=== What this task involves ===
Write out the data below exactly, from its first line to the line containing "### LINKED ISSUE #178: Add", that line included.

=== Material supplied ===
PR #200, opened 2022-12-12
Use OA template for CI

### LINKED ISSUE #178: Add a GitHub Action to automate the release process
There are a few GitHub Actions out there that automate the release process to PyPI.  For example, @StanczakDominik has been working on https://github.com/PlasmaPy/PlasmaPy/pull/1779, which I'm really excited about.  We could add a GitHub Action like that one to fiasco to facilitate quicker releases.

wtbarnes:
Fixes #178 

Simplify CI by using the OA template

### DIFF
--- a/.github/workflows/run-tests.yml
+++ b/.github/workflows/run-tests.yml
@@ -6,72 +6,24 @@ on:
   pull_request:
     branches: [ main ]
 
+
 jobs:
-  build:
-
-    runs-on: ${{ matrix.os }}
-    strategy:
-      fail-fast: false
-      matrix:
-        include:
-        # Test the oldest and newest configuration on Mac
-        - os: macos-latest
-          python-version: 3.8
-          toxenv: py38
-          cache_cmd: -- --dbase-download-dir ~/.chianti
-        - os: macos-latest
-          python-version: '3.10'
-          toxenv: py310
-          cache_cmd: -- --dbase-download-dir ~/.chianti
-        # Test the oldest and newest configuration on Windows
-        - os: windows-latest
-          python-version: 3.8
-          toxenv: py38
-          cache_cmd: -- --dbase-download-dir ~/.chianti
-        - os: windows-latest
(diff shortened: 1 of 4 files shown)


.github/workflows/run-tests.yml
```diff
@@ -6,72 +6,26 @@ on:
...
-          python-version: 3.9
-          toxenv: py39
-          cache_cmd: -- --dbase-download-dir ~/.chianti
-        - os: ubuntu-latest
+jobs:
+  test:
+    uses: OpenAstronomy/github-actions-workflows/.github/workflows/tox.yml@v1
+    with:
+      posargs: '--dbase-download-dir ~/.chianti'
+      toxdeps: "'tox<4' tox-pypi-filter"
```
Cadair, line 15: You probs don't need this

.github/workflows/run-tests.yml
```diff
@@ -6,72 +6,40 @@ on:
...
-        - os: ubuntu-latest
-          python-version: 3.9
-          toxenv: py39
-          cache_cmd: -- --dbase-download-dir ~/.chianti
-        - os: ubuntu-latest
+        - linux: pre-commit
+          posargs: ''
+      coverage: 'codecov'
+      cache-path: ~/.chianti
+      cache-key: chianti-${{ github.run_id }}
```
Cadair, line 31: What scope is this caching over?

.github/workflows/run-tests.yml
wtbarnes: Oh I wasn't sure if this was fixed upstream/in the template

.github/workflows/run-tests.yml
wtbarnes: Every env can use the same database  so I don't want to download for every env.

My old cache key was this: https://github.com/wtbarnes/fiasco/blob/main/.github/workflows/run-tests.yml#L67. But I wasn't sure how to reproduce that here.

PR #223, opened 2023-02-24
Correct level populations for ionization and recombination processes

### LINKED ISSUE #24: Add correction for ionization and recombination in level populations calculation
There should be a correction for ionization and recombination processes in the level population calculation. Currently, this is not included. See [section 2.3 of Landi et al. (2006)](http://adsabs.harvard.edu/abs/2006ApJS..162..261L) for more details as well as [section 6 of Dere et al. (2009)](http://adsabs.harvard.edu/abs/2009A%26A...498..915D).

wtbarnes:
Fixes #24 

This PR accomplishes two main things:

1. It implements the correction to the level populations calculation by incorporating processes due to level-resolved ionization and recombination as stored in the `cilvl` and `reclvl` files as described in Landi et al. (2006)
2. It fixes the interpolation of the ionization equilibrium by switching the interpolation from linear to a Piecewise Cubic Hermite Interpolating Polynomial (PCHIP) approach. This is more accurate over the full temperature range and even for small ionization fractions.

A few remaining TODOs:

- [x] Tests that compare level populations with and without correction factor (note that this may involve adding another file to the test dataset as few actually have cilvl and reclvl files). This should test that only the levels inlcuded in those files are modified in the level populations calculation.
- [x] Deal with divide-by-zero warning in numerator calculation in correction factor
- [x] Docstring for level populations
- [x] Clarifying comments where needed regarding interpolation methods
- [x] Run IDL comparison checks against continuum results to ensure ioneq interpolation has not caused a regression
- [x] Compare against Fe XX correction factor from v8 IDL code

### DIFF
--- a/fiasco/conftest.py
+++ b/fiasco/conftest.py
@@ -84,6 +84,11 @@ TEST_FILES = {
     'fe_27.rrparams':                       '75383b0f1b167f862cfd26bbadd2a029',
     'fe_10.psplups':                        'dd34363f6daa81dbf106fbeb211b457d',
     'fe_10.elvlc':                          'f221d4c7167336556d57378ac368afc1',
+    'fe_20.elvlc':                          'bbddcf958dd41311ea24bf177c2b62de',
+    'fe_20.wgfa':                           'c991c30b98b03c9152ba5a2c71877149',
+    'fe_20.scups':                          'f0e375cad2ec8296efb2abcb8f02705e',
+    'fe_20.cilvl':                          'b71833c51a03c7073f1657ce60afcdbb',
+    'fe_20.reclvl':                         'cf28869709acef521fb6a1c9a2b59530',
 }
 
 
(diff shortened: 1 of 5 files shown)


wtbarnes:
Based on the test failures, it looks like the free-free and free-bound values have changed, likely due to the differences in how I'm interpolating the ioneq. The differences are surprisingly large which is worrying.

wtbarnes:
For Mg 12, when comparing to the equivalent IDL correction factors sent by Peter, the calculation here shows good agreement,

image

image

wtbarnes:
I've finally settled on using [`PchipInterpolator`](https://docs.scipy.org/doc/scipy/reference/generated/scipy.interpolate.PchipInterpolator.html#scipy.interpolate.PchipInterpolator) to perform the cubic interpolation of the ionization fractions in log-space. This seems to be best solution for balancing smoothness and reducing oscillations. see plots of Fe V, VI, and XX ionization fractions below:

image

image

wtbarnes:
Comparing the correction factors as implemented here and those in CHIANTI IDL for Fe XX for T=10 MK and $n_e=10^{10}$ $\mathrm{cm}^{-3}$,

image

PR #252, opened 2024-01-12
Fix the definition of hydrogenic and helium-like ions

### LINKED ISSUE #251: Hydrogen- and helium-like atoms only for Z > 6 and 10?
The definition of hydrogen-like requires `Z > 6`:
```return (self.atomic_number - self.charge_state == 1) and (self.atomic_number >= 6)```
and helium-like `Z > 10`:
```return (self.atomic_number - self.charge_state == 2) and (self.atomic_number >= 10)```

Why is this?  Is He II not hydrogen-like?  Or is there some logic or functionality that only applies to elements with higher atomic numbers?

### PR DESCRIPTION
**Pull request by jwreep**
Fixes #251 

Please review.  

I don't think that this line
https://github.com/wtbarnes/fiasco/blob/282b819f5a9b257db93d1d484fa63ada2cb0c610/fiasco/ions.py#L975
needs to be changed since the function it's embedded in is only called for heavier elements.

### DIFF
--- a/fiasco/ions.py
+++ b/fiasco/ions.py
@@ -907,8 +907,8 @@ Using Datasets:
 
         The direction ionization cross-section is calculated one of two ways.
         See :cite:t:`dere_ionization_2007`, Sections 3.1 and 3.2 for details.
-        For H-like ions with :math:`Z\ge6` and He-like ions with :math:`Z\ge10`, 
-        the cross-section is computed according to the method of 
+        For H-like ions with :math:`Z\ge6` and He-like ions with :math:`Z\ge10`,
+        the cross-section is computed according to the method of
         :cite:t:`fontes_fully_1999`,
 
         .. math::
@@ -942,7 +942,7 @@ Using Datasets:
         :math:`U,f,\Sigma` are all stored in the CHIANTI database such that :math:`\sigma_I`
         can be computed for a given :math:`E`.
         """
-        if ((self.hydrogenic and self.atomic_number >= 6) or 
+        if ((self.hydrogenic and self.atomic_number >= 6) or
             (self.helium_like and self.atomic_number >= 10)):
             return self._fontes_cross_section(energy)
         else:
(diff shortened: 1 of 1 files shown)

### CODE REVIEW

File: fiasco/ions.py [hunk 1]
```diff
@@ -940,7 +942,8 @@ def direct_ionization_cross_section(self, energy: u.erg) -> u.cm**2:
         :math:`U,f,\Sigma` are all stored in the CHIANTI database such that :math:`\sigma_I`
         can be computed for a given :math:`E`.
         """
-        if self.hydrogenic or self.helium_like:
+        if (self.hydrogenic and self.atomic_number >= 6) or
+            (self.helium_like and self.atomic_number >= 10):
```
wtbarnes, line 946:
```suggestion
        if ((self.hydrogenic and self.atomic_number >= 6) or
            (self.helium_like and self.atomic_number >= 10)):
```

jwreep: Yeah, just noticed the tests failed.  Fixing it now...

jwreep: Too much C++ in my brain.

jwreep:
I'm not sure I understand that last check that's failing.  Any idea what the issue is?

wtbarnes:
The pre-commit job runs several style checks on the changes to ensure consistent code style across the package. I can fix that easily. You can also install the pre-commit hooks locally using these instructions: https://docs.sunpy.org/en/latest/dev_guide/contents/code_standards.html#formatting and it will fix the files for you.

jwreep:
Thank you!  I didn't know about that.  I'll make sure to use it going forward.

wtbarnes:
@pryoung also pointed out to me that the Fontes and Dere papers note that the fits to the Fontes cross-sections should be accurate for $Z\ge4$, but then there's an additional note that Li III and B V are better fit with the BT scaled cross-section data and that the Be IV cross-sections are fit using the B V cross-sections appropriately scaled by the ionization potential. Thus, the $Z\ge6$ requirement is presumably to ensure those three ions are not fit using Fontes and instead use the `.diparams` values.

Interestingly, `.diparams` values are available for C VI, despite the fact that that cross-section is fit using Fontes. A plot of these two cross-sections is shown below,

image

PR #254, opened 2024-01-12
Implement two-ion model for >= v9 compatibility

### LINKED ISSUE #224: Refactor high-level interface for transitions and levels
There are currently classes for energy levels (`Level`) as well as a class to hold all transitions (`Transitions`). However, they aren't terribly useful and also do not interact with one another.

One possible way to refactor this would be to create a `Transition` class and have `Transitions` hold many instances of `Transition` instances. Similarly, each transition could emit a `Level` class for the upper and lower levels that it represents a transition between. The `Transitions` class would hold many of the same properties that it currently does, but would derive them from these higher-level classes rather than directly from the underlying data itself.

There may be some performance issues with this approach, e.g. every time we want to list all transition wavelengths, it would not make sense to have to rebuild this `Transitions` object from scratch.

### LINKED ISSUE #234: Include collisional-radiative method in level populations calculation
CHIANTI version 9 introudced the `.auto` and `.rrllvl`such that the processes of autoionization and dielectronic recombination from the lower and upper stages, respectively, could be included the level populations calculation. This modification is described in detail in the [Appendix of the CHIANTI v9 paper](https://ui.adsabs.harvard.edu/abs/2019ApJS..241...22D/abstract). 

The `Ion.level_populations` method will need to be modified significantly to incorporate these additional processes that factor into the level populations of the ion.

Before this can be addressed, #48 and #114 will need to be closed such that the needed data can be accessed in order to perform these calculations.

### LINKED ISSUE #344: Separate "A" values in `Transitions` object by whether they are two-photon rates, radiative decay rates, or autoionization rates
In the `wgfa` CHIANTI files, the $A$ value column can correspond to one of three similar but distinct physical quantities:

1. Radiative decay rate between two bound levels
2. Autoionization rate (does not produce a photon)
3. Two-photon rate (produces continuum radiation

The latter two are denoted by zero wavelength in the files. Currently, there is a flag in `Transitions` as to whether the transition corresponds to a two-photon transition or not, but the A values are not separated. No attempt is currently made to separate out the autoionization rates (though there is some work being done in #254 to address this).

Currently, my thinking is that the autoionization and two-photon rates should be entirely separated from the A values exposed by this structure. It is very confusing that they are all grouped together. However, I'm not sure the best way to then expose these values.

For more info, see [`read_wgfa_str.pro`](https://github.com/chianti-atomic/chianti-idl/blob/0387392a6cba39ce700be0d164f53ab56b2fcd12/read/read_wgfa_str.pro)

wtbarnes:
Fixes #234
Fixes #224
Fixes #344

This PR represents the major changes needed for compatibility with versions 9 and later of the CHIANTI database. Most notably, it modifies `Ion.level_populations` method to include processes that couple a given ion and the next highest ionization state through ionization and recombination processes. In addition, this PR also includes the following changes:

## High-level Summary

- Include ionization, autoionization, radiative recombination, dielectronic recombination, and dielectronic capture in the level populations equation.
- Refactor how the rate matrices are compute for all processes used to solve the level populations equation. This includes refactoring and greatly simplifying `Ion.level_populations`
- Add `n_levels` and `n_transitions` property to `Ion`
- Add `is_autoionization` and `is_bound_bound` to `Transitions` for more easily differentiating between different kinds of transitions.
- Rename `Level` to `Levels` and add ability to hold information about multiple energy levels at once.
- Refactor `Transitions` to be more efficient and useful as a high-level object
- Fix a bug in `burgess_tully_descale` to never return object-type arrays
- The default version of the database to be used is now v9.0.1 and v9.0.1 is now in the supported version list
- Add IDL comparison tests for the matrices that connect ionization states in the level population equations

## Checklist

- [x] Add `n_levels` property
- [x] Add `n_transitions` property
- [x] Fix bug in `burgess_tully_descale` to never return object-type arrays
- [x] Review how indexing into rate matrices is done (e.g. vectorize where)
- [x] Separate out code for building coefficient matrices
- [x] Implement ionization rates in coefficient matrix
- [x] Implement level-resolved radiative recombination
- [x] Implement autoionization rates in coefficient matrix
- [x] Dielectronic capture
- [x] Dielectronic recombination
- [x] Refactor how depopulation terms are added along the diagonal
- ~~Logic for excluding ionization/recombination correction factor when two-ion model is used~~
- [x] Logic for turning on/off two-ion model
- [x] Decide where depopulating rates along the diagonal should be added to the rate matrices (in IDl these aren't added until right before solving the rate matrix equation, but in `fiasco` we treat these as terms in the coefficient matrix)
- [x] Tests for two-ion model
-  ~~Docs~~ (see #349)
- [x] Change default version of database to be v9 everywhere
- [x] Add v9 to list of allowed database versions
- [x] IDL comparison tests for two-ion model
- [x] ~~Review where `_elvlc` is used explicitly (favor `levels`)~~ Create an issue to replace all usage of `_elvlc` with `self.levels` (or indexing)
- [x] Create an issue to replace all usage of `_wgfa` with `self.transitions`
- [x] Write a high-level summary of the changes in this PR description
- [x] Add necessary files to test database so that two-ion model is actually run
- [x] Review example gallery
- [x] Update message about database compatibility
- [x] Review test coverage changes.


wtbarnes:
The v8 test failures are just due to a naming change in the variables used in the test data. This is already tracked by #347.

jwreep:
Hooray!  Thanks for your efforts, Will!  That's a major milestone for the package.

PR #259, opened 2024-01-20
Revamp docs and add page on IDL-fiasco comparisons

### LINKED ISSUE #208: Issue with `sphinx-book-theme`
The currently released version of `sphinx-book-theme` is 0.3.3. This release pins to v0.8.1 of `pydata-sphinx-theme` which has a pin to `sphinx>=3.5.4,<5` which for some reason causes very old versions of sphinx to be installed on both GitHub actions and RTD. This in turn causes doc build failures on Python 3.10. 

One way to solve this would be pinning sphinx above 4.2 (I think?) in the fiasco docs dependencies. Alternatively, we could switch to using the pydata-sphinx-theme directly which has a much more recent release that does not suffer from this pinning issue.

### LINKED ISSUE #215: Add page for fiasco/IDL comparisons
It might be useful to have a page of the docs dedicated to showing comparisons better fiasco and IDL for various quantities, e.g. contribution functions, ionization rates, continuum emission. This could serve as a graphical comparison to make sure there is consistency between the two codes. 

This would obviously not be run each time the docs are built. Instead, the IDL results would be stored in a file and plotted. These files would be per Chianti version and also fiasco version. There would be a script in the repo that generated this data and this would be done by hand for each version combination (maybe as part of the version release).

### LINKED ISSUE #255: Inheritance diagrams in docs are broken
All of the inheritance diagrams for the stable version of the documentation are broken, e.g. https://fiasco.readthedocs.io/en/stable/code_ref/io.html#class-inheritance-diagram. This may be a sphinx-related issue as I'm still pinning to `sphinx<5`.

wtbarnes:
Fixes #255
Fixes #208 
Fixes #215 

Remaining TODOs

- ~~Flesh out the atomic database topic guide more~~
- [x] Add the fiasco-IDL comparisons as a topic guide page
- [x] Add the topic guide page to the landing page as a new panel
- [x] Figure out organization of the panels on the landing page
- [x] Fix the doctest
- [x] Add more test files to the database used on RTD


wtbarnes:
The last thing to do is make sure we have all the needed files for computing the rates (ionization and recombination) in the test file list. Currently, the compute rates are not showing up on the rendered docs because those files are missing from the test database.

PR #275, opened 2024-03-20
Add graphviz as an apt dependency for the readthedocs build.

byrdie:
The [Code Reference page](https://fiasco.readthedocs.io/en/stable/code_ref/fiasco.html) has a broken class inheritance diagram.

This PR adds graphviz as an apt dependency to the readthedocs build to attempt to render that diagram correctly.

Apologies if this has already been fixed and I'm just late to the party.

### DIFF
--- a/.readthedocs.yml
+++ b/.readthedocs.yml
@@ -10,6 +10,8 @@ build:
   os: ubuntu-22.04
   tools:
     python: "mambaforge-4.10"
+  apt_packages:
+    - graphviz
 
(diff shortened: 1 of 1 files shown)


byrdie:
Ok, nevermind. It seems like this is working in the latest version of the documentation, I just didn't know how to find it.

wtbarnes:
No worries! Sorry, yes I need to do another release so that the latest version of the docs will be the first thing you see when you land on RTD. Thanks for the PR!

=== Result of the task ===
PR #200, opened 2022-12-12
Use OA template for CI

### LINKED ISSUE #178: Add a GitHub Action to automate the release process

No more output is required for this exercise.